The paperwork that took six months to untangle. The accounts nobody had passwords for. The financial situation that turned out to be worse than anyone knew. The garage that you're still working through a year later. These things are real burdens, and they land during the specific window when you have the least capacity to deal with them.
It would be convenient if grief were purely emotional. It isn't. The administrative weight of someone else's death falls on the people left behind, and when that weight is larger than it needed to be — because he didn't make a will, because he kept no records, because he assumed there was more time — the anger is not unreasonable.
This kind of anger is often the most socially acceptable version, because it has a concrete target. But it's worth noticing if the practical anger is standing in for something harder to name. The two usually coexist.
He missed things he promised to be around for.
This one tends to arrive later, in waves, long after the initial grief has supposedly settled.
A graduation. A wedding. The birth of a kid. The moment you finally figured something out that you'd been working toward for years and wanted, more than you expected, to tell him about. He said he'd be there. Or you assumed he would. And then he wasn't, and the absence has a specific shape.

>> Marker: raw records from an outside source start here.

PR #2642, opened 2021-03-12
fix region/rack aware placement police replace bookie bug

hangc0276:
### Motivation
 When one bookie broken down, the replication worker will start to replicate missing fragment for ledgers which located on lost bookie. If we use region/rack placement policy for bookkeeper, the replication worker's bookie client will select new ensembles according to region/rack placement policy configured in `bk_server.conf`.  The region/rack placement policy will attempt to select bookies which located in the same region/rack with the lost bookie. If the condition couldn't be satisfied, it will trigger random selection from all available bookies.

However, when we attempt to get the lost bookie's region/rack, it will be failed. The location lost bookie's region/rack logic as follow.
1. Get from `knownBookies` map. Due to the bookie has been lost, the `handleBookiesThatLeft` will be triggered, and the bookie's mapping information will be removed. Thus get from `knowBookies` will be failed.
2. Call `createBookieNode` method to resolve region/rack information. It will resolve BookieSocketAddress according to BookieId. However, the bookie has been lost, and the bookie information has been removed from Zookeeper's ZNode, the `bookieAddressResolver.resolve(addr)` will failed and throw `BookieIdNotResolvedException`. In the end, it will use `DEFAULT_REGION_AND_RACK` instead. the The code list as follow.
```Java
protected String resolveNetworkLocation(BookieId addr) {
        try {
            return NetUtils.resolveNetworkLocation(dnsResolver, bookieAddressResolver.resolve(addr));
        } catch (BookieAddressResolver.BookieIdNotResolvedException err) {
            LOG.error("Cannot resolve bookieId {} to a network address, resolving as {}", addr,
                      NetworkTopology.DEFAULT_REGION_AND_RACK, err);
            return NetworkTopology.DEFAULT_REGION_AND_RACK;
        }
    }

public BookieSocketAddress resolve(BookieId bookieId) {
        try {
            BookieServiceInfo info = FutureUtils.result(registrationClient.getBookieServiceInfo(bookieId)).getValue();
            BookieServiceInfo.Endpoint endpoint = info.getEndpoints()
                    .stream().filter(e -> e.getProtocol().equals("bookie-rpc")).findAny().orElse(null);
            if (endpoint == null) {
                throw new Exception("bookie " + bookieId + " does not publish a bookie-rpc endpoint");
            }
            BookieSocketAddress res = new BookieSocketAddress(endpoint.getHost(), endpoint.getPort());
            if (!bookieId.toString().equals(res.toString())) {
                // only print if the information is useful
                log.info("Resolved {} as {}", bookieId, res);
            } else {
                log.debug("Resolved {} as {}", bookieId, res);
            }
            return res;
        } catch (BKException.BKBookieHandleNotAvailableException ex) {
            if (BookieSocketAddress.isDummyBookieIdForHostname(bookieId)) {
                log.debug("Resolving dummy bookie Id {} using legacy bookie resolver", bookieId);
                return BookieSocketAddress.resolveDummyBookieId(bookieId);
            }
            log.info("Cannot resolve {}, bookie is unknown", bookieId, ex.toString());
            throw new BookieIdNotResolvedException(bookieId, ex);
        } catch (Exception ex) {
            if (ex instanceof InterruptedException) {
            }
            throw new BookieIdNotResolvedException(bookieId, ex);
        }
    }
```
3.  Select available bookies from `DEFAULT_REGION_AND_RACK`, and lead to random select from available bookies.

### Changes
1. Add historyBookies map for Region/Rack placement policy, it will add/update `BookieId -> BookieNode` mapping when new bookies joined (trigger `handleBookiesThatJoined` method), and won't be removed when bookie left.
2. When get lost bookie's placement information,  it will get from knowBookies map first. If it failed, then get from historyBookies map. If both failed, it will resolve the bookie placement information.


bookkeeper-server/src/main/java/org/apache/bookkeeper/client/RackawareEnsemblePlacementPolicyImpl.java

Anger at this particular loss can be hard to place because it's not about anything he did wrong — it's about time running out before the story was finished. There's no clean target for it. It can show up as irritability, as distance, as a low-level bitterness that you can't entirely explain. It surfaces on Father's Day, at holidays, at the exact moments that should feel like wins.
What To Actually Do With It
There's no protocol here. Anyone who offers you a clean five-step process for resolving grief anger is selling something.
What the research consistently points to — and what anyone who's actually been through this will tell you — is that the anger gets worse when it stays unexpressed and gets more manageable when it gets named and spoken. Not performed. Not weaponized. Just said out loud, to someone who can hear it without flinching.
That's harder to find than it sounds, which is part of why the silence persists.
The practical reality: anger in grief is your nervous system's response to profound powerlessness. Death is the ultimate loss of control. Anger is what the body does when it's trying to assert agency over something that can't be controlled. Understanding that mechanism doesn't dissolve the anger, but it stops you from treating it like a character flaw.
Talk about it — specifically, with someone who won't immediately try to fix it or tell you he didn't mean to hurt you. Feelings don't need a rebuttal. Sometimes they just need air.
And if you can't find that conversation in your immediate circle, you're not imagining the shortage. Most men don't have the right space for it. That's not a personal failure. It's a gap that's worth actively looking for ways to fill — whether that's with a therapist, in a community of people who've been through the same thing, or with voices that tell the real story without softening the edges.
The Dead Dads podcast exists because Roger Nairn and Scott Cunningham couldn't find the conversation they were looking for after losing their own fathers. That's the whole reason it started. The anger, the mess, the guilt, the grief that hits you in a hardware store three years later — all of it gets talked about, without a therapy voice and without pretending any of it is neat.
You can listen on Spotify, Apple Podcasts, or wherever you listen. Or start at the homepage: deaddadspodcast.com.
Being angry at your dead dad doesn't mean you didn't love him. It means you did, and it still costs you something.
That's grief. And it's allowed to be messy.